Bem-vinda à nossa Casa, Dra. Rosa.

3 de outubro de 2010

Votar



Jornal O Estado do Maranhão

     O Brasil com as eleições de hoje aprofunda ainda mais um sistema democrático sólido, que parece ter lançado raízes profundas em nossa cultura nas últimas duas décadas e meia. Evidência do acerto dessa afirmação está no ambiente já estabelecido no país, hostil a sonhos de continuísmo – ou pesadelo, para quem acredita mesmo no princípio da alternância do poder, dentro de regras previamente estabelecidas – de parte não pequena do Partido dos Trabalhadores, inclusive de seus mais altos dirigentes. Centrada na popularidade de Lula, a ideia circulou, envergonhada e acanhada (ou não), entre chefes petistas e os chamados militantes, palavra usada na imprensa internacional na designação de extremistas de todos os matizes. No Brasil ela traz à mente o pessoal do pt.
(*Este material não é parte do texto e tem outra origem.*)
PR #162, opened 2016-08-09
BUG: Fix ValueClick bug to display proper information for scan types.

nguy:
I found when using ARTview in RHI and Airborne mode that the ValueClick was not displaying the correct information. I generalized the **ValueClick** class for ```plot_radar``` similar to the ```plot_grid``` and also updated the tools to be reset when a different file type is opened.

### DIFF
--- a/artview/components/plot_radar.py
+++ b/artview/components/plot_radar.py
@@ -647,16 +647,10 @@ class RadarDisplay(Component):
 
     def toolValueClickCmd(self):
         '''Creates and connects to Point-and-click value retrieval'''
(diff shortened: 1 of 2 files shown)


gamaanderson:
It looks ok, but I can not be sure these calculation are correct just by looking at it. If you have tested, I would be ok with it.

nguy:
I tested with a few files and also compared to Solo Editor for an airborne example.
I'll merge this and move onto the next item. I'll be working on adding text to the image as a tool next.

gamaanderson:
ok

     Precisamos lembrar que populares foram diversos chefes de governo que, por circunstâncias históricas e de outras naturezas, depois se tornaram ditadores: Hitler subiu ao poder em eleições regulares e Mussolini, entre outras proezas, fazia os trens chegarem na hora na Itália. A muitos, a popularidade deles parecia razão bastante para a continuidade no poder. Nas condições da época na civilizada Europa, foi possível, assim, a instalação de ditaduras por causa dessa visão antidemocrática. Mas, dizer isso pode parecer uma justificativa dos crimes dessas figuras. Não é o caso. A história não os absolverá nem lhes esquecerá os males infligidos a milhões de pessoas.
     Mas o que eu queria dizer era isto. Com a posse do próximo dirigente do país, completamos o mais longo período de vida institucional regular desde o fim da República Velha, em que tivemos quase quarenta anos de eleições meramente formal, é verdade, mas ainda assim, obediente às regras do jogo do liberalismo, em que se mantinhas as aparências. Longe estava de nós a noção de participação das massas na vida política brasileira como acontece hoje.
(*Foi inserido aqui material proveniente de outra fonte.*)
PR #165, opened 2016-10-09
ENH: Add Image Text. Modify path links for tools.

nguy:
This first PR is for comments. This was a little more difficult than I imagined, requiring sending the display to the new `ImageTextBox` tool and housekeeping was a bit of a bear to sort out.

Once we work out the details, I'll build this into `plot_grid` as well. That should be reasonably simple.

### DIFF
--- a/artview/components/display.py
+++ b/artview/components/display.py
@@ -10,7 +10,8 @@ from .. import core
 from datetime import datetime as dt
 
 
-class ImageTextBox(core.Component):
+#class ImageTextBox(core.Component):
+class ImageTextBox(QtGui.QMainWindow):
     '''
     Interface for executing :py:class:`ImageTextBox`.
     '''
@@ -28,7 +29,7 @@ class ImageTextBox(core.Component):
             Parent instance to associate to this class.
             If None, then Qt owns, otherwise associated w/ parent PyQt instance
         '''
-        super(ImageTextBox, self).__init__(name=name, parent=parent)
+        super(ImageTextBox, self).__init__(parent=parent)
         self.central_widget = QtGui.QWidget()
         self.setCentralWidget(self.central_widget)
         self.layout = QtGui.QGridLayout(self.central_widget)
@@ -67,7 +68,7 @@ class ImageTextBox(core.Component):
 
         # Add the Add Text option to top of list
         self.dispCombo.addItem('Add Text')
-        self.dispChoiceList.append(self._blank_entries())
+        self.dispChoiceList.append(self._init_entries())
 
         # Fill in the rest of the list with existing text boxes
         for tx_inst in self.display.disp_text.keys():
@@ -160,13 +161,11 @@ class ImageTextBox(core.Component):
 
     def chooseText(self, selection):
         '''Get Display Text.'''
-##        selection = self.dispCombo.currentIndex()
         self.choice_key = str(self.dispCombo.currentText())
         self.choice = self.dispChoiceList[selection]
-        self._rebuild_entry()
+##        self._rebuild_entry()
 
         self.dispCombo.setCurrentIndex(selection)
-##        print(selection)
 
     def _displayHelp(self):
         '''Display help.'''
@@ -174,9 +173,10 @@ class ImageTextBox(core.Component):
             "<b>Using the ImageTextBox window</b><br><br>"
             "<i>Choose an existing Text box:</i><br>"
             "  1. Select instance from drop-down list.<br>"
-            "  2. Modify exisint instance by changing values in "
+            "  2. Modify exising instance by changing values in "
             "     Text Value and Position. Click Update to save.<br>"
             "  3. Create a new Text box by choosing Add Text from drop-down."
+            "     Modify default values provided. Click Update to save."
             "<br>"
             "  4. Delete an instance by selecting and click Delete Text.<br>"
             "  5. Clear all instances by clicking Clear All Text.<br>"
@@ -213,6 +213,7 @@ class ImageTextBox(core.Component):
             self.dispChoiceList[select] = self.choice
             self.dispCombo.setCurrentIndex(select)
         # Write the updated text item to the Display Text instance
+        ## NG Modify to use a more unique identifier than text ##
         self.display.disp_text[self.choice['text']] = self.choice
 
         # Redraw the canvas to place new text
@@ -231,14 +232,14 @@ class ImageTextBox(core.Component):
             self.dispCombo.removeItem(delselect)
             self.display.fig.canvas.draw()
 
-        self.choice = self._blank_entries()
+        self.choice = self._init_entries()
         self.dispCombo.setCurrentIndex(0)
         self._rebuild_entry()
 
     def clrDispText(self):
         '''Clear all Display text boxes.'''
         self.display.disp_text = {}
-        self.choice = self._blank_entries()
+        self.choice = self._init_entries()
         # Delete each entry, need to reverse indices
         for i in range(self.dispCombo.count())[::-1]:
             if i > 0:
@@ -247,8 +248,7 @@ class ImageTextBox(core.Component):
                 self.dispCombo.removeItem(i)
         self.display.fig.canvas.draw()
         self.dispCombo.setCurrentIndex(0)
-        self._rebuild_entry()
-##        self.display._update_plot()##NG
+##        self._rebuild_entry()
 
     #####################
     #   Entry Methods   #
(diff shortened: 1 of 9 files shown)


gamaanderson:
I see no major changes, have you upload all files?

nguy:
Oh man, sorry. I forgot to add the main file to the commit! Should be in there now.

gamaanderson:
Ok, now it is there. I plan to see this in the weekend

nguy:
Great, thanks @gamaanderson

artview/components/display.py
```diff
@@ -0,0 +1,297 @@
+"""
+display.py
```
gamaanderson: what is the purpose of this file? the name is to general that may mislead a code reader.

artview/components/plot_grid.py
```diff
@@ -586,7 +586,7 @@ def cmapSelectCmd(self, cm_name):
 
     def toolZoomPanCmd(self):
         '''Creates and connects to a Zoom/Pan instance.'''
-        from .tools import ZoomPan
+        from .toolbox import ZoomPan
```
gamaanderson: I don't understand the need of changing tools to toolbox, and when there is not good reason for change, maintaining things as they are is a reason to not do it.

artview/components/plot_radar.py
```diff
@@ -311,6 +314,11 @@ def _units_input(self):
             self.units = val
             self._update_plot()
 
+    def _add_ImageText(self):
+        '''Add a text box to display.'''
+        from .display import ImageTextBox
+        itext = ImageTextBox(self)
```
gamaanderson: you need to save this variable to avoid garbage collector

artview/components/display.py
```diff
@@ -0,0 +1,297 @@
...
+"""
+
+# Load the needed packages
+from ..core import QtGui, QtCore
+from .. import core
+from datetime import datetime as dt
+
+
+class ImageTextBox(core.Component):
+    '''
```
gamaanderson: This is not a real component, therefore it should not be a class instance of it. I believe a simple `QMainWindow` should be enough

artview/components/display.py
```diff
@@ -0,0 +1,297 @@
...
+        self.ent_tex.setText(str(self.choice['text']))
+        self.ent_xpos.setText(str(self.choice['xpos']))
+        self.ent_ypos.setText(str(self.choice['ypos']))
+        self.ent_texc.setText(str(self.choice['col']))
+        self.ent_texsz.setText(str(self.choice['size']))
+        self.ent_texst.setText(str(self.choice['style']))
+
+    def _blank_entries(self):
+        '''Initialize Add Text Instance.'''
+        blank_text = {'text': '', 'xpos': '', 'ypos': '',
```
gamaanderson: start this value with examples, also add the options in the help

artview/components/display.py
```diff
@@ -0,0 +1,297 @@
...
+    #########################
+
+    def chooseText(self, selection):
+        '''Get Display Text.'''
+##        selection = self.dispCombo.currentIndex()
+        self.choice_key = str(self.dispCombo.currentText())
+        self.choice = self.dispChoiceList[selection]
+        self._rebuild_entry()
+
+        self.dispCombo.setCurrentIndex(selection)
```
gamaanderson: this line is redundant.

artview/components/display.py
```diff
@@ -0,0 +1,297 @@
...
+            except:
+                print("No instance found")
+            self.choice['instance'] = self.display.ax.text(
+                self.choice['xpos'], self.choice['ypos'],
+                self.choice['text'], style=self.choice['style'],
+                color=self.choice['col'], fontsize=self.choice['size'])
+            self.dispChoiceList[select] = self.choice
+            self.dispCombo.setCurrentIndex(select)
+        # Write the updated text item to the Display Text instance
+        self.display.disp_text[self.choice['text']] = self.choice
```
gamaanderson: you can not use the text as key as it is not unique.

artview/components/display.py
```diff
@@ -0,0 +1,297 @@
...
+        self.choice = self._blank_entries()
+        # Delete each entry, need to reverse indices
+        for i in range(self.dispCombo.count())[::-1]:
+            if i > 0:
+                self.dispChoiceList[i]['instance'].remove()
+                del self.dispChoiceList[i]
+                self.dispCombo.removeItem(i)
+        self.display.fig.canvas.draw()
+        self.dispCombo.setCurrentIndex(0)
+        self._rebuild_entry()
```
gamaanderson: calling `_rebuild_entry` is redundant after `setCurrentIndex`

artview/components/display.py
```diff
@@ -0,0 +1,297 @@
...
+from datetime import datetime as dt
+
+
+class ImageTextBox(core.Component):
+    '''
+    Interface for executing :py:class:`ImageTextBox`.
+    '''
+
+    def __init__(self, display,
+                 name="ImageTextBox", parent=None):
```
gamaanderson: parent must be display it self, to ensure proper closing.

artview/components/display.py
```diff
@@ -0,0 +1,297 @@
...
+
+    def _blank_entries(self):
+        '''Initialize Add Text Instance.'''
+        blank_text = {'text': '', 'xpos': '', 'ypos': '',
+                      'col': '', 'size': '', 'style': ''}
+        return blank_text
+
+    def _check_entries(self):
+        '''Check that entries are valid.'''
+        #NG Put in warnings?
```
gamaanderson: make some kind of graphical warning, text in the terminal is likely to be over seen

artview/components/plot_radar.py
nguy: Should be in next push.

artview/components/plot_grid.py
nguy: The reason I did this was to avoid confusion with the tools dictionary that is used. I could revert back if you like.

artview/components/display.py
nguy: Have default values now.

artview/components/display.py
nguy: Removed in next push.

artview/components/plot_grid.py
gamaanderson: if the only use is a `from * import`, there is not risk of confusion

artview/components/display.py
nguy: Alright, put the messages through `core.common.ShowWarning`

artview/components/plot_grid.py
nguy: I see your point, but I'd like to keep this change and move it forward.

artview/components/display.py
nguy: I was intending this to overwrite instances if changes are desired, that way the list does not continue to grow and also updates can occur to plot.

artview/components/display.py
nguy: Done

artview/components/plot_grid.py
gamaanderson: ok

artview/components/display.py
gamaanderson: this behavior will create uncontrollable and unintuitive behavior, for instance it does not allow two entries of the same text (in different positions).

artview/components/display.py
gamaanderson: NO, you need  `_rebuild_entry()` here, otherwise the entries are not updated by changing index.
`setCurrentIndex` is redundant, because it will call `chooseText` again. Not sure why there is not infinity loop here.

artview/components/display.py
gamaanderson: This is being set, but is not appearing, you must update the entries after building them.

artview/components/display.py
gamaanderson: I know this is kind of unimportant, but I really think the name **display.py** does not reflect the file content.

nguy:
If you agree with the naming, I'll merge so we can move forward again. Sorry for the delay and thanks for your comments and patience!

gamaanderson:
Yes, I'm ok with the naming. But there are still issues with `_rebuild_entry` and `_init_entries` (as comment 2 day ago). Make sure you also get those. If you have not the time to work on that, I can make the code alteration my self.

nguy:
I think the latest commits address everything. If anything is outstanding let me know and I'll fix it up.

gamaanderson:
**plot_radar.py** in line 319 still importing from display, not image_text, otherwise this is good to merge

nguy:
Thanks, that did it!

     A Revolução de 30 marcou o fim desse antigo regime, fragilizado por crises econômicas mundiais, que não podiam deixar de ter reflexos aqui, e pelo uso sistemático da fraude eleitoral de grupos de poder do sul do país. Eles decidiam por antecipação os vencedores das disputas.
     A redemocratização veio em 1945. Foram 19 anos de quase normalidade até 1964, num arranjo político frágil, como se viu pelo suicídio de Getúlio Vargas em 1954, as tentativas de golpe contra Juscelino, a renúncia de Jânio Quadros, a implantação do efêmero regime parlamentarista em 1961 para evitar um golpe de Estado e, por fim, a quartelada de 1º de abril de 64, que implantou um regime de exceção no Brasil.
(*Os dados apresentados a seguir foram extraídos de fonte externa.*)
PR #169, opened 2016-11-16
Update image_text.py

gamaanderson:
We were kind of talking pass each other. So I implemented the changes my self, may be now it is clear what the problem was.


nguy:
Thanks, I'll merge this and hopefully get this thing finished!

Issue #166, opened 2016-10-11
Tilt information update


nguy:
When the tilt is changed (up-down arrows or selection), the title with tilt information does not get updated. If a different field is selected, the information is updated.

nguy:
Fixed in PR #170

PR #170, opened 2016-11-22
MAINT: Python 3 update.

nguy:
PEP8 corrections.

Python 3 updates that @gamaanderson put forth in earlier rescinded PR. In addition, some housekeeping with PEP8.


gamaanderson:
I think you can merge this without problem. If you don't get to it, I will merge in my local anyway, so there will be no conflicts.

nguy:
Merging in. I also added a fix for Issue #166 with this push. If anything needs updated, we can do that later.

     A posse de José Sarney como presidente da República em 1985 marcou o fim da ditadura. Seguiu-se, como consequência necessária, a posterior promulgação da Constituição de 1988. Chegamos agora a 25 anos de plena democracia substancial, com fundamentos vigorosos, situação inédita, parece-me, em nossa trajetória como país independente.
     Vamos construindo uma nação que fatalmente chegará à posição de potência entre potências, sem abrir mão de sua vocação pacifista. É uma construção de toda a sociedade e sucessivas gerações. Ela tem avanços e recuos, bons e maus momentos, crescimento e retrações. Mas, tem sempre caminhado adiante, nunca para trás. Na economia, sucessivos governos têm se empenhados em acabar com a suspeita de ser o Brasil o eterno país do futuro, num trabalho permanente, sem fim e sem descanso.
     Só teremos sucesso, no entanto, se, em paralelo aos avanços político-institucionais já alcançados, formos capazes de criar um sistema educacional verdadeiramente eficiente e de alta qualidade. Ficaremos ameaçados de perder as conquistas das últimas décadas se fracassarmos aí. Não podemos continuar sem universidade alguma entre as duzentas melhores do mundo. Os exemplos de países que, com uma revolução educacional, tornaram a pobreza coisa do passado são abundantes.
     Ao voto, pois. Esse é o melhor e mais eficaz instrumento a nosso dispor para mudar o país e sua história. A Venezuela não é aqui; nem Cuba e muito menos a Coreia do Norte.